PR #5119, opened 2018-08-13
all: Don't let Suture capture panics (fixes #4758)

### LINKED ISSUE #4758: Suture services should not survive panics

calmh:
Fork with new option. Default behavior stays unchanged, because I'm lazy and don't want to rewrite all the tests in the forked package.


AudriusButkevicius:
I think this should go back upstream?

calmh:
It's counter to the philosophy of capturing all the things, so it's not welcome upstream.  I have an old issue on it there.

AudriusButkevicius:
It didn't look like it was a hard no on the old issue, more like how about this, you saying sounds good and closing it.

calmh:
Maybe I misremember. I’ll file a PR.

PR #5120, opened 2018-08-13
Add heartbeats to stdiscosrv

### LINKED ISSUE #5117: cmd/stdiscosrv: Not enough traffic breaks replication between discovery servers
### Environment:

Two discovery servers, one running v0.14.46@armhf/Raspbian, the other running on v0.14.49@x86_64/Centos7. I occasionally see in the logs:
```
stdiscosrv[11974]: Replication read size: read tcp 172.31.3.1:19200->192.168.4.1:50316: i/o timeout
```
or
```
stdiscosrv[12505]: Replication write: write tcp 192.168.4.2:40726->192.168.8.1:19200: write:broken pipe
stdiscosrv[12505]: Supervisor main: main: Failed service 'replicationSender("192.168.8.1:19200")' (1.000000 failures of 5.000000), restarting: true, error: "{replicationSender(\"192.168.8.1:19200\") replicationSender(\"192.168.8.1:19200\")} returned unexpectedly", stacktrace: [unknown stack trace]
```
After closer investigation, it seem that the culprit is this line: https://github.com/syncthing/syncthing/blob/2c9d96375bb5e3a8dcf7840412462182ce0b9433/cmd/stdiscosrv/replication.go#L248-L252

Namely, unless there is enough traffic on the wire, the replication connection will be torn down. What is more, the is no reconnect on the other side: https://github.com/syncthing/syncthing/blob/2c9d96375bb5e3a8dcf7840412462182ce0b9433/cmd/stdiscosrv/replication.go#L105-L110

So basically, if there is not enough traffic in the replication servers, the replication will not work.

I think the solution would be to not to set a read timeout in https://github.com/syncthing/syncthing/blob/2c9d96375bb5e3a8dcf7840412462182ce0b9433/cmd/stdiscosrv/replication.go#L245 - i.e. wait indefinitely (preferable), or handle reconnects on the sending side (more work), or implement heartbeats in the replication protocol (quite a bit of work).

Let me know if this sounds reasonable. I can prepare a patch.

### Version Information
```
stdiscosrv v0.14.46-ds1 (go1.10rc2 linux-arm)
stdiscosrv v0.14.49 (go1.9.4 linux-amd64)
```

vespian:
### Purpose

This PR fixes #5117 - it adds keepalive support to stdiscosrv

This change should be backwards-compatible, i.e. older versions of stdiscosrv should ignore the heartbeats, though it has not been tested.

### Testing

Manually tested the replication keepalives by setting up a replicated setup of two stdiscosrv processes and testing if the connection is not being torn down after 60 seconds as it used to.

### DIFF
--- a/cmd/stdiscosrv/replication.go
+++ b/cmd/stdiscosrv/replication.go
@@ -18,6 +18,9 @@ import (
 	"github.com/syncthing/syncthing/lib/protocol"
 )
 
+const replicationReadTimeout = time.Minute
+const replicationHeartbeatInterval = time.Second * 30
+
 type replicator interface {
 	send(key string, addrs []DatabaseAddress, seen int64)
 }
@@ -79,10 +82,22 @@ func (s *replicationSender) Serve() {
 		return
 	}
 
+	heartBeatTicker := time.NewTicker(replicationHeartbeatInterval)
+	defer heartBeatTicker.Stop()
+
 	// Send records.
 	buf := make([]byte, 1024)
 	for {
 		select {
+		case <-heartBeatTicker.C:
+			if len(s.outbox) > 0 {
+				// No need to send heartbeats if there are events/prevrious
+				// heartbeats to send, they will keep the connection alive.
+				continue
+			}
+			// Empty replication message is the heartbeat:
+			s.outbox <- ReplicationRecord{}
+
 		case rec := <-s.outbox:
 			// Buffer must hold record plus four bytes for size
 			size := rec.Size()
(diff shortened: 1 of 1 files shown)


calmh:
I think old version will actually do a database put with an empty key, not sure if that errors out somehow. If it doesn't, I think this is fine as it doesn't cause any real issues. If it does, the replication message could be for a valid but dummy device ID (protocol.LocalDeviceID for example).

Regardless, losing a message if the connection goes down is not something I worry about. These are not unique, precious works of art. It'll get refreshed in 30 minutes.

calmh:
Apart from that, LGTM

#### [Task brief]
Go through the entries and filter for lines holding the word "heartBeatTicker"; copy each match.

#### [Solution]
+	heartBeatTicker := time.NewTicker(replicationHeartbeatInterval)
+	defer heartBeatTicker.Stop()
+		case <-heartBeatTicker.C:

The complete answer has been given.